Intracellular Regeneration of Glucocorticoids by 11β-Hydroxysteroid Dehydrogenase (11β-HSD)-1 Plays a Key Role in Regulation of the Hypothalamic-Pituitary-Adrenal Axis: Analysis of 11β-HSD-1-Deficient Mice**The Wellcome Trust supported this work through a program grant (to J.J.M. and J.R.S.) and a Career Development Fellowship (to M.C.H.).

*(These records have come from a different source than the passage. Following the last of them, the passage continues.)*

PR #859, opened 2019-06-23
Feature/Actuator based Pick+Place, Contact Probing Nozzle and independant Valve Switching

markmaker:
# Description

EDIT: this PR has changed guite a bit. See the discussion.

* removed pick() and place() methods from the drivers.
* removed GCodeDriver PICK_COMMAND/PLACE_COMMAND fragments.
* vacuum valves actuated by Actuators, controlled by Nozzle pick() and place()
* vacuum pump added to Head, actuated by Actuator
* valve actuation in turn actuates the pump if needed
* removed GCodeDriver PUMP_ON_COMMAND, PUMP_OFF_COMMAND.
* adapted testing to new actuator based valve (as much as I understand)
* changed all Wizard Actuator references into ComboBoxes for easy selection
* added new ContactProbeNozzle subclass to OpenPNP allowing pick and place with contact sensing Actuator. 

# Justification

As discussed previously in PR #855, a solution is needed for machines that use Z contact probing nozzles for pick an place. When the nozzle is lowered to the part on a pick / to the PCB on a placement, the nozzle will stop automatically when a certain contact force is sensed (Liteplacer style).

The OpenPNP 1.0 solution involved adding probing G-code to the PICK_COMMAND and the PLACE_COMMAND. But this was no longer possible for OpenPNP 2.0 because the pick() and place() methods are also used for valve switching during the isPartOff() vacuum test. Obviously, no probing should happen then. 

To cleanly separate the valve switching from the pick() and place() semantics, valve switching is moved to the vaccum actuator. Both reading the vacuum level and switching the vacuum valve is now implemented there. Users can then use the actuator to test vacuum valve switching and to determine vacuum levels for the isPartOn() and isPartOff() ranges they must enter in the configuration. 

At the same time Nozzle pick() and place() are really what the name implies and can be overridden to do more than just valve switching in a subclass. We're back where this PR originated: the ContactProbingNozzle sub-class. 

Some machines switch the vacuum pump on and off as needed (as long as at least one part is on a nozzle). In this PR the pump is therefore also modelled as a separate actuator with boolean control. The goal is to move towards a design, where more machine elements are modelled as separate objects rather than hide them inside GCode and entangle them with other functionality. A more general Actuator based redesign is achieved, where the user can test and use each machine element separately (for setup in the Machine Controls and for custom scripting). The user must only once learn how to setup an actuator and can reuse that knowledge many times. See the discussion for more detail on how this solution evolved.

The PR contains both the redesign and the new ContactProbingNozzle as its justification. The second is clearly separated in its own new file (plus one line added for registration). 

# Instructions for Use

## Vacuum actuator
On your GCode driver choose the existing vacuum Actuator, define the ACTUATE_BOOLEAN_COMMAND. An example (for Smoothieware) could be:
```
{True:M10 ; open solenoid valve}
{False:M11 ; close solenoid valve}
```
This addition is also useful for the user to experiment with the valve and vacuum levels, using the Actuators tab and buttons in the Machine Controls.

grafik

## Pump actuator
Create a new actuator on your head. 
grafik
grafik
grafik

Set it as the pump actuator:
grafik

On your GCode driver choose the new pump Actuator and define the ACTUATE_BOOLEAN_COMMAND. 

grafik
An example (for Smoothieware) could be:
```
{True:M106 ; turn on pump}
{False:M107 ; turn off pump}
```

## ContactProbeNozzle

Instead of using the `ReferenceNozzle`, create a `ContactProbeNozzle`. 
grafik

If you already have one or more `ReferenceNozzle`s set up, close OpenPNP, edit your machine.xml and replace 

`<nozzle class="org.openpnp.machine.reference.ReferenceNozzle" 
`
with 
 
`<nozzle class="org.openpnp.machine.reference.ContactProbeNozzle" 
`

Start OpenPNP again and add a new probing Actuator for each Nozzle. On the Nozzle, assign the probe:
grafik

On your GCode driver choose the new contact probing Actuator and define the ACTUATE_BOOLEAN_COMMAND for probing. 

grafik

An example (for Smoothieware) could be (Note, we are using M400 followed by M114.2 instead of plain M114 because Smoothieware does not report the rotation axis with M114):
``` 
{True:G38.2 Z-4 F1200   ; Probe down max. 4mm for contact with picked/placed part }
{True:M400          ; Wait until machine has stopped }
{True:M114.2        ; Report current realtime position, as M114 does not report rotation }
{False:G91 G0 Z1 G90; Retract 1mm }
{False:M400         ; Wait until machine has stopped }
{False:M114.2       ; Report current realtime position, as M114 does not report rotation }
```
You need to define the POSITION_REPORT_REGEX to read back the probed Z i.e. to get OpenPNP back in sync with the machine position after probing. 

grafik

For Smoothieware this could be:

`^ok MCS: X:(?<x>-?\d+\.\d+) Y:(?<y>-?\d+\.\d+) Z:(?<z>-?\d+\.\d+) A:(?<rotation>-?\d+\.\d+).*`

To test the contact probing, move your nozzle tip on top of an object not quite touching it. Then go to the machine controls, switch to the Actuators tab and click on the Probe Actuator:
grafik

You can now use the On and Off buttons to probe and retract. If you are too far above the contact surface, the machine will halt because it did not reach the contact within the 4mm given in the Gcode example above (adapt this value to your machine i.e. the contact probe travel/spring). This is another safety check halting the machine if something is not right (such as the feeder Z position not set right).

You should set your PCB Z and the feeder pick location Z so that the nozzle tip is not quite touching the part. The probing will then allow for variations within the probing distance, so you don't need super precision in your feeders etc. and your setup. 

Note the probed part Z height is not yet used within OpenPNP. A future PR could use the ContactProbingNozzle to calibrate part heights on the fly (first use) to improve precision in bottom vision (perfect focal plane) and in placement. 

# Implementation Details

1. This has evolved to be merged soon, IMHO. Final testing is pending.  
3. The spi Head was expanded to get the pump actuator. The spi Nozzle has changed valve methods. 
4. It passed `mvn test`.


markmaker:
Hi @vonnieda 

As you see I tried avoiding mixing in Z-probing per se. If Z-probing using the nozzle is later needed, it can be added on top, as an implementation of the ZProbe interface you discussed.

I left the driver pick() and place() intact, including the PICK_COMMAND/PLACE_COMMAND G-Code fragments, so a transition is possible. Also I don't know how other drivers will handle this (e.g. Neoden4). I guess it could be difficult for them to implement this with generic actuators. 

_Mark

vonnieda:
@markmaker I'm not comfortable with the dilution of the Nozzle interface here. Please see https://github.com/openpnp/openpnp/pull/855#issuecomment-500890284 for how this can be implemented. As I said before, I don't want to add "another way" to do this. We can choose a way that works and go with that, and users can migrate their settings.

In short, the changes should look quite a lot like:

1. Remove ReferenceDriver.pick() and ReferenceDriver.place(), and all that goes along with them.
2. Add configuration for the vacuum actuator into ReferenceNozzle.
3. Move the pump on/off logic from GcodeDriver to an actuator on ReferenceHead. 
4. Change Nozzle.pick() and Nozzle.place() to both take the Location that the action should happen at.

I believe this covers all known machine configurations for types of pick and place actions, and it keeps the interface semantically clear.

markmaker:
Hi @vonnieda

Thanks. I see I must have misunderstood the turn things took with the Z probing discussion. I had the impression, the probing motion needed to be extracted from pick(), place(). My mistake. I still don't really see how ZProbe will integrate with the subclass, but I trust you have a solution in mind.  :-)

Everything was crystal clear back at the https://github.com/openpnp/openpnp/pull/855#issuecomment-500890284 however, so I will proceed as you suggest. Though not any time soon ... the weekend is over. 

I've since seen how drivers other than the GCodeDriver (e.g. the NeoDen4Driver) handle generic Actuators. They just seem to interpret **reserved names** for Actuators in order to assign correct roles and trigger the right propriatory protocol (or whatever they need to do). 

_Mark

vonnieda:
> I still don't really see how ZProbe will integrate with the subclass, but I trust you have a solution in mind. :-)

Hi @markmaker, are you referring to the ZProbe feature in general, or with regards to your contact probing nozzle? If the latter - I don't think they are related per se. In other words, I don't think the contact probe nozzle would have to use a ZProbe.

The ZProbe feature will just be a new HeadMountable class, unrelated to nozzle or anything else. It will be up to concrete implementations of the ZProbe interface to determine how it works.

> I've since seen how drivers other than the GCodeDriver (e.g. the NeoDen4Driver) handle generic Actuators. They just seem to interpret **reserved names** for Actuators in order to assign correct roles and trigger the right propriatory protocol (or whatever they need to do).

Yes, this is one way to use the ReferenceActuator without dealing with implementing a new subclass specific to the driver. A more "correct" way would be to have an e.g. Neoden4Actuator and it would carry whatever information it needed to do it's job, but hardcoding actuator names is a quick a dirty way to get it done.

Jason

markmaker:
> are you referring to the ZProbe feature in general, or with regards to your contact probing nozzle? 

The latter. We [spoke about it](https://github.com/openpnp/openpnp/pull/855#issuecomment-501282321), you said:

> So, I think there will be an interface called Zprobe and I will write one or two concrete implementations. The first will be ActuatorZprobe which will work like what I have now. The next would be VacuumZprobe, and for this you would configure a Nozzle, NozzleTip, and maybe vacuum levels. Users will choose an implementation like they do now for Nozzles, Cameras, etc. This would allow you to write a StereoscopicZprobe, too, of course.

I must have misunderstood that. I thought it means a Nozzle or Camera subclasse could implement the ZProbe interface on top to provide Z-Probing as a secondary service. 

But I guess the right understanding is that the Probe would still be a separate machine model object, just _referencing_ the other object that actually provides the service, e.g. _reference_ the nozzle for vacuum sniffing or contact sensing or _reference_ the camera for stereoscopic capture. 

Hope I get it this time.

_Mark

vonnieda:
> > are you referring to the ZProbe feature in general, or with regards to your contact probing nozzle?
> 
> The latter. We [spoke about it](https://github.com/openpnp/openpnp/pull/855#issuecomment-501282321), you said:
> 
> > So, I think there will be an interface called Zprobe and I will write one or two concrete implementations. The first will be ActuatorZprobe which will work like what I have now. The next would be VacuumZprobe, and for this you would configure a Nozzle, NozzleTip, and maybe vacuum levels. Users will choose an implementation like they do now for Nozzles, Cameras, etc. This would allow you to write a StereoscopicZprobe, too, of course.
> 
> I must have misunderstood that. I thought it means a Nozzle or Camera subclasse could implement the ZProbe interface on top to provide Z-Probing as a secondary service.
> 
> But I guess the right understanding is that the Probe would still be a separate machine model object, just _referencing_ the other object that actually provides the service, e.g. _reference_ the nozzle for vacuum sniffing or contact sensing or _reference_ the camera for stereoscopic capture.

Yes, this is correct. ZProbe will be a "first class" interface, like Nozzle, Camera, etc. Not an extension of those. This keeps the interface simple and extensible. 

> 
> Hope I get it this time.
> 
> _Mark

markmaker:
> Yes, this is one way to use the ReferenceActuator without dealing with implementing a new subclass specific to the driver. A more "correct" way would be to have an e.g. Neoden4Actuator and it would carry whatever information it needed to do it's job...

Well, the more I think about it, the more I'm convinced that the semantics of an actuator is quite well-defined by **it's assignment**. If you take the vacuum sensing actuator assigned to Nozzle 1, it is actually quite clear what it represents and what's it supposed to do. 

We just need to be careful to assign actuators to machine model objects in a semantically unambiguous way. 

_Mark

markmaker:
Hi @vonnieda 

Note, Travis failure seems to be JDK11 related (it tries to install the JDK and fails, seem not related to the code).
https://travis-ci.org/openpnp/openpnp/jobs/549960857

So this is another try. Tried to follow 1:1 what you suggested. Quite a change!

One known deviation: In pick() I used the feeder as a parameter instead of the location. Why? Because there are feeders that need special motion to approach them. One example was discussed here:
https://groups.google.com/forum/?utm_medium=email&utm_source=footer#!msg/openpnp/3GhQhlIK-vw/xoUKbnQ3CQAJ
My new feeder that I'm developing will need that too. The idea is to later make it a method of the feeder to move the nozzle over the pick location. I'm very tired, so maybe that's not well described, sorry.

I also changed all the Actuator Name TextEdits into ComboBoxes: 
grafik

There is a question with the camera light Actuator. Vision can capture an image with or without settling. The light needs to be ON before settling. Of course I could just duplicate code in settleAndCapture() and in capture(), but it feels wrong and the light would be switched on/off twice with settling. Suggestions? 

Had a very hard time debugging the unit tests. 
- How can I force Eclipse to log all exceptions (including stack traces)? 
- How can I get LogUtils.isDebugEnabled() == true in tests? 
    (the mvn "Debug Output" option does not help)

**This is work in progress. No machine tests so far.** 

_Mark

src/main/java/org/openpnp/gui/MachineControlsPanel.java
```diff
@@ -419,8 +419,8 @@ public void mouseClicked(MouseEvent e) {
                     }
                     else if (e.getOldValue() != null && e.getNewValue() == null) {
                         for (int i = 0; i < comboBoxHeadMountable.getItemCount(); i++) {
-                            NozzleItem item = (NozzleItem) comboBoxHeadMountable.getItemAt(i);
-                            if (item.getNozzle() == e.getOldValue()) {
+                            HeadMountableItem item = (HeadMountableItem) comboBoxHeadMountable.getItemAt(i);
```
markmaker: This is just a bugfix. I think you added Actuators to the dropdown. Now those will create a cast exception.

vonnieda:
> Hi @vonnieda
> 
> Note, Travis failure seems to be JDK11 related (it tries to install the JDK and fails, seem not related to the code).
> https://travis-ci.org/openpnp/openpnp/jobs/549960857

Okay, I will look into this.

> 
> So this is another try. Tried to follow 1:1 what you suggested. Quite a change!
> 
> One known deviation: In pick() I used the feeder as a parameter instead of the location. Why? Because there are feeders that need special motion to approach them. One example was discussed here:
> https://groups.google.com/d/msg/openpnp/3GhQhlIK-vw/cD0CnAFxAwAJ
> My new feeder that I'm developing will need that too. The idea is to later make it a method of the feeder to move the nozzle over the pick location. I'm very tired, so maybe that's not well described, sorry.

I have some concerns about this, and it interferes with plans I have for part measurement. Two questions:

1. The thread you linked seems to be related to the user having put something in the way of their home location. The solution is to simply move the home switches, or not put something in the way. Changing the way pick works for one user's misplaced home location is not a good solution.

    The entire point of homing is that we don't know where the machine is yet and we need a reference, so having locations involved in homing is not logical.

2. Can you describe why your feeder will need a special pick motion? A special feed motion, I understand. That's what feed() is for. And a special post pick motion I also understand, and we have postPick() for that. Both are specific to the feeder. If we truly need another step here, it should be on the feeder, not the nozzle.

This seems to conflate picking with feeding, and I don't want to do that.

> 
> I also changed all the Actuator Name TextEdits into ComboBoxes:
> grafik
> 
> There is a question with the camera light Actuator. Vision can capture an image with or without settling. The light needs to be ON before settling. Of course I could just duplicate code in settleAndCapture() and in capture(), but it feels wrong and the light would be switched on/off twice with settling. Suggestions?

Are you adding light control via actuator here? That seems to be a completely unrelated feature and should be a different PR, I think?

> 
> Had a very hard time debugging the unit tests.
> 
>     * How can I force Eclipse to log all exceptions (including stack traces)?

You can add an exception breakpoint: https://help.eclipse.org/mars/index.jsp?topic=%2Forg.eclipse.jdt.doc.user%2Freference%2Fviews%2Fbreakpoints%2Fref-addexception_viewaction.htm


> 
>     * How can I get LogUtils.isDebugEnabled() == true in tests?
>       (the mvn "Debug Output" option does not help)

Look at the code in the log window that sets the global log level. You can use that in a `@Before` annotation to set it before the tests run: https://stackoverflow.com/questions/531371/what-are-junit-before-and-test

> 
> 
> **This is work in progress. No machine tests so far.**
> 
> _Mark


Before you put further work into this PR let's discuss it and make sure we're both on the same page. I don't want you to waste time just for me to ask you to change everything again.

Thanks,
Jason

markmaker:
Hi @vonnieda 

Thanks for the review.

> I have some concerns about this, and it interferes with plans I have for part measurement. Two questions:
> 1. The thread you linked ...

Like I said I was tired. :-/ I was just using this example to show that some feeders need to be approached carefully from one side. It has nothing to do with homing, that collision was just the foremost symptom discussed in the group. I was just assuming that - as a generalized case - collisions might also happen when picking parts.  

I remember seeing a DIY automatic feeder that fed the tape by the nozzle pushing down on a lever right in the pick (can't seem to find that now). It worked "naturally" with a single nozzle machine. But if the guy had used a multi nozzle machine, moving from one pick location to the next in a straight line would have collided with the feeder mechanics. Yes it can probably be done with Scripting and perhaps some reverse-feeder-for-part finding hack. 

> Can you describe why your feeder will need a special pick motion? ...

My new feeder is pushing away a cover from the cut strip. The nozzle is tenths of a millimeter above the tape doing that. True, it can be done in the feed operation, at least as long as the processor groups the feed operation with the pick operation on multi-nozzle machines (which is not self-evident, IMHO and should not be taken for granted in a feeder design). 

But I really want to keep the nozzle lowered right on the feeder and I do **not** want to move to safe Z between cover opening and pick. It would actually be safer to do the cover pushing as part of the pick motion for smoothest operation (to avoid vibration and parts to jump out, it's really, really delicate for 0402s). Note this is cheap 3D printed "mechanics", the cover flexes slightly and keeps some tension from being pushed. 

Admittedly these are all cheapo DIY examples abusing the nozzle for purposes, you might wrinkle your nose about. Having said that I'm quite sure there are very professional machines out there that need special approach paths to some of their specialty feeders as well. 

Ultimately that's why I really think the move to the feeder pick location should be made a method of the feeder for override. Sometimes, nozzle and feeder really need to work together closely and some "conflation" is inevitable. Unfortunately Java has no [multimethods](https://en.wikipedia.org/wiki/Multiple_dispatch) :-). 

I also think the feeder (of even the PlannedPlacement) should be much more involved and available in the whole placement process (all steps) and generally be avaible in the scripting parameters. Like [you said in a related matter](https://groups.google.com/d/msg/openpnp/7SckWf-sWkE/WvCqWcQBBwAJ);

> One thing missing is you can't tell exactly which feeder was used, but if you use one feeder per part you can use the part to find it. If you develop this in a script and find it works well, then we could integrate it further so we know the exact feeder.

Different approaches to providing that are conceivable.

> Are you adding light control via actuator here? That seems to be a completely unrelated feature and should be a different PR, I think?

Well, I thought you [agreed on this, there](https://github.com/openpnp/openpnp/pull/855#issuecomment-500890284):
> > 2. Do you agree that Actuators should be used for valve and pump? (and camera lights for that matter)
> > 
> 
> Yes, on all three. Making valve and pump actuators would let us easily move pump control out of GcodeDriver and into Head or Machine, which is where it should be. Camera lights also yes, I will probably take an initial stab at that in the next day or two as I am working on a large set of camera changes.

As it is the same pattern of refactoring things away from GCode and Scripts towards a set of Actuators linked from the right machine model object plus as I was introducing the ComboBox model for Actuators, it seemed the right moment to just take this off your shoulders. 

But yes it can be made a separate PR, if you wish. 

_Mark

vonnieda:
Thanks @markmaker, I understand now. Let me think more about this and get back to you soon. I do have a few quick thoughts:

1. It seems you really actually need something on Feeder, not on Nozzle, right? If you want the feeder to decide how it's approached, it seems that perhaps Feeder.pick(Nozzle) is needed? I am wondering if we can perhaps merge feed, pick, postPick, etc. all into Feeder.pick(Nozzle). This what I'll spend some time thinking about, but feel free to comment on the idea. It requires some thought because this is actually how it used to work a long time ago, and I changed it with presumably good reason, so I need to go revisit those decisions.

2. Regarding camera lighting: Yes, I agree this is the way to go, but I prefer to have PRs contain as little as possible, especially when new features are introduced. This makes it easier to discuss the feature, reason about it, merge it, and revert it if need be without also reverting unrelated features.

    I expect camera lighting to be a bit of a complex feature, as I'd like to offset control over color and mode, as well as just on and off.

Thanks,
Jason

markmaker:
Hi @vonnieda 

>  it seems that perhaps Feeder.pick(Nozzle) is needed

I fear that just reverses the problem, because the Nozzle wants to have its say too. Remember I actually wanted to create a ContactProbeNozzle subclass to create a Liteplacer style nozzle that stops on contact. **Both** the nozzle **and** the feeder are instrumental in the pick() step. It's one of these cases where the classical OOP single method dispatch fails to grasp the real world. 

https://en.wikipedia.org/wiki/Multiple_dispatch#Examples

In the absence of true multimethods, I think the practical solution is splitting up the pick() and place() into its sub-steps and letting the machine objects most closely associated with each sub-step override the sub-step methods. 

A pick() is composed of:

1. Move to the feeder pick location, first at safe Z, but may in the end involve a special approach path. Does not yet go down in Z (at least not all the way).
2. Lower the nozzle to the part, may involve contact probing.
3. Switch on the vacuum valve.
4. Retract nozzle minimally from feeder, may involve releasing the probe switch. 
5. Move up to safe Z, overrides may at the beginning involve a special retract path. 

Consequently I suggest wrapping all this up into the Nozzle.pick() but calling methods `feeder.moveToPickLocation(Nozzle)` and `feeder.retractFromPickLocation(Nozzle)` for sub-steps 1 and 5. The default implementation for a feeder is just a `moveToAtSafeZ(nozzle, pickLocationAtSafeZ)` for the former and a `moveToSafeZ()` for the latter. 

Sub-step 2 would be a protected nozzle method for override in subclasses. It would simply do the final Z down move in the plain nozzle. Override with contact probing in ContactProbeNozzle.  

Sub-step 4 would likewise be a protected nozzle method. It might do nothing in the plain nozzle. Or perhaps raise Z by part height at a lower feedrate to increase the chances that the part remains on the nozzle tip while untangling it from the feeder (tape pocket etc.). Which in turn would allow us to crank up the nominal Z speed safely. The override in ContactProbeNozzle would first retract until the probe switch is released. This could also be used to auto-learn the true feeder height, so maybe the probing could be limited to the first pick after homing for speed. The override would then call the super method.

The place() is simpler and follows from sub-steps 2 through 3.

If I'm not mistaken, you are strongly motivated to keep the top level interfaces very, very simple. I agree it makes sense to put up a hard fight before a more complex interface is allowed in.  For what it's worth, I would just argue that oversimplification can be as bad or worse than overcomplexity. 

What do you think?

> Regarding camera lighting...

I'll remove that. 

_Mark

markmaker:
Hi Jason

assuming that this bit is uncontroversial, I looked around a bit and found more Actuator links. Added the ActuatorsComboBoxModel to ReferenceAutoFeeder.

grafik

But now I saw the SwitcherCamera and SwitcherCameraConfigurationWizard. It links Actuators **by Id**! 

It would undoubtedly be better to link Actuators by Id rather than by Name! This could be the opportunity to change that. 

Side note: SwitcherCameraConfigurationWizard uses a static combobox i.e. Actuators are not updated, if created/deleted after the Wizard was first opened. Could be fixed by using ActuatorsComboBoxModel, once its Id based. 

_Mark

markmaker:
I edited [the proposal post](https://github.com/openpnp/openpnp/pull/859#issuecomment-505754412). Please read it online.

_Mark

markmaker:
Hi @vonnieda 

travis fails due to som certificate missing, it seems:
`ln: failed to create symbolic link ‘/home/travis/openjdk9/lib/security/cacerts’: No such file or directory
`

_Mark

markmaker:
Hi @vonnieda 

I thought about how to break up this PR. But while it would be cosmetically more pleasing to do some chopping up, I found little **real** reduction in complexity:

1. Separating the removal of LinuxCNC and OpenBuildsDriver would be easy, but it helps little. Just four files removed and two lines in the class registration. It actually simplifies this PR by eliminiating needed changes in these obsolete drivers. 
2. Separating my ContactProbeNozzle would be easy but it's just two completely separate files and one line registering the class. There can be no side effects from that. Conversely the new class demonstrates, why I _had to_ break out [two protected methods in ReferenceNozzle](https://github.com/openpnp/openpnp/pull/859/files#diff-b380475a49f8df054452d2236b8bb376R133). 
3. Separating the ComboBox Actuator UI would simplify the PR but adding new String edits just to replace them with ComboBoxes in a follow-up PR seems a bit silly. Otherwise if I base this PR on top of the ComboBox PR the diff remains the same until the former is merged. 
4. There [is a bugfix](https://github.com/openpnp/openpnp/pull/859/files#diff-a39fdabedaf60299b982407a991bf4fcR426) here, but we agreed earlier that small bugfixes can be integrated. 
5. In order to [integrate sub-classes' wizard(s)](https://github.com/openpnp/openpnp/pull/859/files#diff-c57561d7f72f7008ff3d9cc02de5afabR57) with those of the super class, I propose [merging the arrays](https://github.com/openpnp/openpnp/pull/859/files#diff-652192740849a85859e2d8587abaa20cR49). But is it really worth separating this small utility addition? 
6. Everything else is a quite straight-forward implementation of [the stuff we agreed upon plus your counter-proposal](https://github.com/openpnp/openpnp/pull/855#issuecomment-500890284). I reviewed it again just now and I'm actually even more assured its the way to go. 
7. The `feeder` param in `pick()` issue we can discuss. I could leave it out for now and propose it again, when I PR my new feeder. But I would like for you to first asses [my last response to that matter, if possible](https://github.com/openpnp/openpnp/pull/859#issuecomment-505754412).

Thanks for all your guidance and patience in this matter.

_Mark

markmaker:
Hi @vonnieda 

The latest commits should resolve remaining concerns about changing the `pick()` and `place()` semantics (see [point 7 here](https://github.com/openpnp/openpnp/pull/859#issuecomment-533788356)). 
* Methods `pick()` and `place()` will revert to practically the old meaning.
* They will **not** do the move to and away from the pick/place location, instead the job processor will do it (as it has in the past).
* No new `feeder` parameter to `pick()` needed. No new `location` parameter to `place()`.
* No change in the `Nozzle.pick() Nozzle.place()` interface.
* Changes in calling code reverted.
* ContactProbeNozzle does probing in straight overrides of `pick()` and `place()`
* No special Z motion/positioning is involved "pre-probing", we simply assume the user to capture the part/PCB Z heights slightly above the parts where the probe is not yet in contact/triggered.
* Special feeder approach motion will be solved later.

If you see "greener light" here, I will go on and test this on the machine, as soon as possible. 

Thanks for reviewing. 

_Mark

markmaker:
I've updated the description to reflect the latest state of this PR and to document how to use.

I will now go to the machine and test the latest changes.

markmaker:
Referenced here:
https://groups.google.com/d/msg/openpnp/763b0vw_PaM/-GRXeiXfBwAJ

A workaround was found, see the updated Description at the top.

markmaker:
Hi @vonnieda 

I have tested everything except the pump on/off governing on my machine. 

1. Using the Actuators freely on the machine controls.
2. Picking manually on the feeder.
3. Manual discard. 
4. Runing a mini job, including vacuum sensing, pick and place. 
5. ContactProbingNozzle working as expected.

I cannot reasonably test the pump on/off because my machine runs the pump underpressure on a hysteresis and I have a single nozzle machine, so I cannot test having multiple parts on the nozzles i.e. keeping the pump running as long as needed. 

I will report back when the M114 discussion is resolved.

_Mark

vonnieda:
Thanks @markmaker. I am working on merging PRs today and this is next on the list. I responded to your M114 question, so let's sort that out and then we'll get to merging.

markmaker:
Pushed the proposed change, so we know what it is about. 

https://github.com/openpnp/openpnp/pull/859/commits/1d4b8bda2c7ca5ad1575e439d7cf94af615a920e

markmaker:
I think both M114 issues were resolved, thanks:
https://groups.google.com/d/msg/openpnp/763b0vw_PaM/5jshx_XmBwAJ

It would be nice to be able to merge this. 

I'll be offline for the next time. Dinnertime. :-)

_Mark

vonnieda:
@markmaker Great work on this Mark! Thank you for patience and your persistence. This is a really nice improvement to OpenPnP.

I am ready to merge this as it is, but I have two asks:

1. Please add BREAKING CHANGE information to CHANGES.md and explain what users will need to do to migrate their configuration. This will be shown to users when they update and should help ease the pain of migration. 
2. Consider whether it might be worth not removing the GcodeDriver commands so that existing configurations will load without error. I think, as it stands now, if someone upgrades to this they will not be able to start OpenPnP. If you leave the commands in (but not any of the code that uses them) then users could start OpenPnP and copy and paste the commands to the new areas from the UI without having to edit machine.xml by hand.

Thanks,
Jason

vonnieda:
@markmaker Nevermind the above. I'm going to do those two things and then merge this.

markmaker:
> 
> 
> @markmaker Nevermind the above. I'm going to do those two things and then merge this.

Oh, hope we don't do it both! :-)

_Mark

vonnieda:
Thanks @markmaker!

markmaker:
@vonnieda 

Please feel free to use your own version and/or improve my text. Explaining such complex stuff in English is still veeery hard and I won't feel put off at all if you optimize it :-) 

Also I think it would help, if you were to quickly announce the breaking changes _in person_ on the list. Thanks a lot for this great project and the great way you are leading it!

Bed time for me...

_Mark

CircuitSetup:
@markmaker I have my vacuum solenoids on one controller and the vacuum sensors on another.  I can't combine the actuators because the G code would be sent to the wrong controller. 

I previously wasn't using the sensors because they were inconsistent. However, I see that with the latest build you have to have something in the Vacuum Actuator. How can I set this up properly?

CircuitSetup:
Actually, I figured out how to configure 1 actuator with 2 controllers. However, there is no way to not use vacuum sensing that I cam see, because an error is thrown that there is no vac actuator or the part errors if it doesnt get a value for the vac sensor. 

In my case I cant figure out why the vac sensor values are not working, and parts error every time. They vac sensor values are negative. Would that have anything to do with it?

markmaker:
Added a Wiki Page:
referenced from
https://github.com/openpnp/openpnp/wiki/Setup-and-Calibration%3A-Nozzle-Setup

11β-Hydroxysteroid dehydrogenases (11β-HSDs) catalyze interconversion of active corticosterone and inert 11-dehydrocorticosterone, thus regulating glucocorticoid access to intracellular receptors in vivo. 11β-HSD type 1 is a reductase, locally regenerating active glucocorticoids. To explore the role of this isozyme in the brain, we examined hypothalamic-pituitary-adrenal axis (HPA) regulation in mice homozygous for a targeted disruption of the 11β-HSD-1 gene. 11β-HSD-1-deficient mice showed elevated plasma corticosterone and ACTH levels at the diurnal nadir, with a prolonged corticosterone peak, suggesting abnormal HPA control and enhanced circadian HPA drive. Despite elevated corticosterone levels, several hippocampal and hypothalamic glucocorticoid-sensitive messenger RNAs were normally expressed in 11β-HSD-1-deficient mice, implying reduced effective glucocorticoid activity within neurons. 11β-HSD-1-deficient mice showed exaggerated ACTH and corticosterone responses to restraint stress, with a delayed fall after stress, suggesting diminished glucocorticoid feedback. Indeed, 11β-HSD-1-deficient mice were less sensitive to exogenous cortisol suppression of HPA activation. Thus 11β-HSD-1 amplifies glucocorticoid feedback on the HPA axis and is an important regulator of neuronal glucocorticoid exposure under both basal and stress conditions in vivo.